A Tale of Two Cultures
Article | Accountability Insights
Last week the Securities and Exchange Commission charged former Countrywide Financial CEO Angelo Mozilo, COO David Sambol, and CFO Eric Sieracki with securities fraud for misleading investors about the company’s credit risks. Driven by an unrestrained ambition to build the company’s market share, Countrywide began writing riskier and riskier loans during the period of 2005 to 2007. Sadly, according the SEC, Countrywide became a tale of two companies—one company that appeared to be an underwriter of prime quality mortgages and another company, hidden from shareholders, that was taking reckless risks in order to grow and expand.
We refer to Countrywide’s duality as a tale of two cultures—one accountable to its shareholders and one entirely unaccountable to anyone. “Flying blind,” “toxic,” and “poison,” are just a few of the tags used to describe Countrywide’s hidden, unaccountable culture and its lending activities. Not surprisingly, when a company allows both accountable and unaccountable cultures to develop inside its organization, disaster is always sure to follow, as it has for Mozilo, Sambol, and Sieracki. And while shareholders and the public in general can take some solace in the SEC’s charges against these three Countrywide executives, such charges don’t even begin to address the underlying problem or reduce the pain of our current economic crisis. Thousands of Countrywide employees were working under the cultural umbrella of zero accountability. Why didn’t they stand up and take personal accountability for what Countrywide was doing? Why didn’t they blow the whistle months or years ago? Why didn’t they have the moral compass or innate conscience to say, “This isn’t right?” Some did, but it wasn’t enough to change Countrywide’s course until it was too late.
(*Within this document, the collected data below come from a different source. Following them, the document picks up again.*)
PR #239, opened 2019-10-11
Handle gracefully config path not existing (Fixes #238)

### LINKED ISSUE #238: `.config` doesn't always exist
In fresh WSL `topgrade` fails with:
```
ERROR topgrade::config > Unable to write the example configuration file to /home/mateusz/.config/topgrade.toml: No such file or directory (os error 2)
Error: Error reading the configuration
Caused by: No such file or directory (os error 2)
```
This is caused by non existent `~/.config`, creating this directory fixes the issue but I think `topgrade` could print better error or create directory itself.

idanski:
Note: removed verbosity from config file, as failing while reading the config file needs a logger output and env_logger can't be init twice or changed after init as far as I could tell.

@r-darwish WDYT?

### DIFF
--- a/src/config.rs
+++ b/src/config.rs
@@ -70,7 +70,7 @@ pub struct ConfigFile {
 
 impl ConfigFile {
     fn ensure(base_dirs: &BaseDirs) -> Result<PathBuf, Error> {
-        let config_path = base_dirs.config_dir().join("/plooopy/topgrade.toml");
+        let config_path = base_dirs.config_dir().join("topgrade.toml");
         if !config_path.exists() {
             write(&config_path, include_str!("../config.example.toml"))
                 .map_err(|e| {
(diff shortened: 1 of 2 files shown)


src/config.rs
```diff
@@ -64,19 +64,18 @@ pub struct ConfigFile {
     yay_arguments: Option<String>,
     no_retry: Option<bool>,
     run_in_tmux: Option<bool>,
-    verbose: Option<bool>,
```
r-darwish: We don't have to get rid of this. We could just perform two ifs, one before the configuration is loaded, which checks `opt.verbose`, and one after that checks `config.verbose`

src/config.rs
```diff
@@ -120,6 +119,26 @@ impl ConfigFile {
             .context(ErrorKind::Configuration)?;
         Ok(())
     }
+
+    /// Creates a new, blank config file.
```
r-darwish: We can probably derive `Default` instead of implementing a method.

src/config.rs
```diff
@@ -64,19 +64,18 @@ pub struct ConfigFile {
...
     run_in_tmux: Option<bool>,
-    verbose: Option<bool>,
     cleanup: Option<bool>,
     only: Option<Vec<Step>>,
 }
 
 impl ConfigFile {
     fn ensure(base_dirs: &BaseDirs) -> Result<PathBuf, Error> {
-        let config_path = base_dirs.config_dir().join("topgrade.toml");
+        let config_path = base_dirs.config_dir().join("/plooopy/topgrade.toml");
```
r-darwish: I suppose you did that for debugging

src/config.rs
idanski: hmm, but I want to call `builder.init()` before running config `load`, after running init() is there any way to update the logger?

idanski: I think the answer is no, unless you have another idea..?

https://github.com/seanmonstar/pretty-env-logger/issues/27

r-darwish: Yeah, you're correct.

PR #245, opened 2019-10-30
Fix whitespace in emacs lisp code

mdboom:
On emacs 26.2, when the `--eval` argument to emacs contains spaces, it results in this error: 

```
End of file during parsing
```

It is enough to reproduce this with:

```
emacs --batch --eval "(if 1 0 42)"
```

and likewise with escaping (not that it should matter):

```
emacs --batch --eval "(if\ 1\ 0\ 42)"
```

It does seem that replacing these with 0xA0 (non-breaking space) works, though, and it's the best workaround I could find, though hackish.

### DIFF
--- a/src/steps/emacs.rs
+++ b/src/steps/emacs.rs
@@ -41,11 +41,18 @@ impl Emacs {
 
         print_separator("Emacs");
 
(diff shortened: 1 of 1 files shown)


r-darwish:
Seems so. Thank you

PR #253, opened 2019-11-07
Extend support for Nix/NixOS/home-manager

filalex77:
This change is [Reviewable](https://reviewable.io/reviews/r-darwish/topgrade/253)

### DIFF
--- a/src/steps/os/unix.rs
+++ b/src/steps/os/unix.rs
@@ -53,6 +53,7 @@ pub fn run_homebrew(cleanup: bool, run_type: RunType) -> Result<(), Error> {
 #[must_use]
 pub fn run_nix(run_type: RunType) -> Result<(), Error> {
     let nix = require("nix")?;
+    let nix_channel = require("nix-channel")?;
     let nix_env = require("nix-env")?;
 
     print_separator("Nix");
@@ -61,6 +62,7 @@ pub fn run_nix(run_type: RunType) -> Result<(), Error> {
     } else {
         run_type.execute(&nix).arg("upgrade-nix").check_run()?;
     }
+    run_type.execute(&nix_channel).arg("--update").check_run()?;
     run_type.execute(&nix_env).arg("--upgrade").check_run()
 }
 
--- a/src/steps/os/unix.rs
+++ b/src/steps/os/unix.rs
@@ -64,6 +64,13 @@ pub fn run_nix(run_type: RunType) -> Result<(), Error> {
     run_type.execute(&nix_env).arg("--upgrade").check_run()
 }
 
+pub fn run_home_manager(run_type: RunType) -> Result<(), Error> {
+    let home_manager = require("home-manager")?;
+
+    print_separator("home-manager");
+    run_type.execute(&home_manager).arg("switch").check_run()
+}
+
 pub fn run_pearl(run_type: RunType) -> Result<(), Error> {
     let pearl = require("pearl")?;
     print_separator("pearl");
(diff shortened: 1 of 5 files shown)


src/steps/os/unix.rs
```diff
@@ -1,6 +1,7 @@
+use super::linux::Distribution;
```
r-darwish: This fails on macOS. You need to put `#cfg[unix]` before it.

src/steps/os/unix.rs
```diff
@@ -52,13 +53,26 @@ pub fn run_homebrew(cleanup: bool, run_type: RunType) -> Result<(), Error> {
 #[must_use]
 pub fn run_nix(run_type: RunType) -> Result<(), Error> {
     let nix = require("nix")?;
+    let nix_channel = require("nix-channel")?;
     let nix_env = require("nix-env")?;
 
     print_separator("Nix");
-    run_type.execute(&nix).arg("upgrade-nix").check_run()?;
+    if let Ok(Distribution::NixOS) = Distribution::detect() {
+        print_warning("Nix on NixOS must be upgraded via 'nixos-rebuild', skipping.");
```
r-darwish: I rather that this will just be skipped without a warning. You can add a debug log if you like, however.

src/steps/os/mod.rs
```diff
@@ -2,7 +2,7 @@
 pub mod dragonfly;
 #[cfg(target_os = "freebsd")]
 pub mod freebsd;
-#[cfg(target_os = "linux")]
+#[cfg(unix)]
```
r-darwish: I rather that we don't do this. Instead, the `nix` step should use that module only in Linux

filalex77: Got it. Thanks!

andrei-pavel:
Add `--non-interactive` to `nix-env` for `--yes` flag?

filalex77:
@andrei-pavel Not sure on this flag - can't find it in the manual. Can you please link me the relevant documentation? I would love to have it. Thanks!

src/steps/os/unix.rs
```diff
@@ -49,16 +49,49 @@ pub fn run_homebrew(cleanup: bool, run_type: RunType) -> Result<(), Error> {
     Ok(())
 }
 
+#[cfg(target_os = "linux")]
+#[must_use]
+pub fn run_nix(run_type: RunType) -> Result<(), Error> {
```
r-darwish: Isn't this step supposed to run on macOS? What I meant is that only the distribution checking will be performed on Linux. I also rather that the step will be entirely skipped without printing a seperator on nixOS.

You can achieve this by removing `[cfg(target_os = "linux")]` from the function, and instead move the if statement to line 59, before the separator. It should be something like this:

```rust
#[cfg(target_os = "linux")]
{
    if let Ok(Distribution::NixOs) ... {
        debug!("Skipping ...");
        return Err(ErrorKind::SkipStep.into());
    }
}

print_separator("Nix");
# proceed as usual
```

src/steps/os/unix.rs
```diff
@@ -49,16 +49,49 @@ pub fn run_homebrew(cleanup: bool, run_type: RunType) -> Result<(), Error> {
...
+    } else {
+        run_type.execute(&nix).arg("upgrade-nix").check_run()?;
+    }
+
+    Ok(())
+}
+
+#[cfg(not(target_os = "linux"))]
 #[must_use]
 pub fn run_nix(run_type: RunType) -> Result<(), Error> {
```
r-darwish: Isn't `run_nix` defined twice now?

src/steps/os/unix.rs
filalex77: Ah, `SkipStep`. Thanks for clarifying!

r-darwish:
Awesome. Thank you!

PR #259, opened 2019-11-19
[📦 NEW] PlugClean for vim on cleanup

andrei-pavel:


r-darwish:
Thanks. Can you please fix the failing tests?

andrei-pavel:
Fails on Windows, because cleanup is disabled.
### https://github.com/r-darwish/topgrade/blob/f506d523094317cffc8c93f6bae1e967c17af8d3/src/config.rs#L263-L264

So choices are do we enable cleanup for Windows or do we disable vim for Windows?

r-darwish:
It still fails in Windows because the `cleanup` method was never used there. Please remove [this line](https://github.com/r-darwish/topgrade/blob/f506d523094317cffc8c93f6bae1e967c17af8d3/src/config.rs#L263)

PR #260, opened 2019-11-19
[📦 NEW] flutter upgrade

andrei-pavel:


r-darwish:
Can you also check if the directory that should contain the binaries exists? Like we [do with Gem](https://github.com/r-darwish/topgrade/blob/465c32abab93113c9aca491de4a7e5d524e8f0f8/src/steps/generic.rs#L23)

src/steps/generic.rs
```diff
@@ -18,6 +18,13 @@ pub fn run_cargo_update(run_type: RunType) -> Result<(), Error> {
         .check_run()
 }
 
+pub fn run_flutter_upgrade(run_type: RunType) -> Result<(), Error> {
+    let flutter = utils::require("flutter")?;
+    print_separator("Flutter");
+
```
r-darwish: Can you also check if the directory that should contain the binaries exists? Like we do with Gem

andrei-pavel: I find this difficult. Flutter SDK doesn't have a default location and can't be deduced from a dedicated environment variable. The way I install it is download an archive from their website, extract it to `/opt/flutter` and add `/opt/flutter/bin` to my `${PATH}` in `~/.profile`. [AUR](https://aur.archlinux.org/cgit/aur.git/tree/PKGBUILD?h=flutter) installs it to `/opt/flutter` as well, but it can't be taken for granted on other systems. But `utils::require("flutter")?` does check for the binary's existence, right? And the SDK that is updated is right next door, one directory level upwards, so it could be assumed that it exists? :man_shrugging:

r-darwish: Well, I guess we can pass on this. `Flutter` isn't a common thing anyway.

As in every organizational culture that lacks accountability, when unaccountable norms and habits get set people become lulled into believing that what they’re doing is okay, legit, and “above the line” that separates accountable behavior from “below the line” unaccountable behavior. And that’s why unaccountable cultures can be so damaging to people, institutions, and the economy. If our current economic woes are going to teach us anything, it must be that individual accountability should never be eclipsed or removed or weakened by the lack of accountability in the larger organization or society. In this case, both unaccountable lenders and home mortgage owners failed to take responsibility for their own actions, preferring instead to enjoy the illusionary protection of a false umbrella that eventually disintegrated, leaving them, along with the rest of us, exposed and damaged.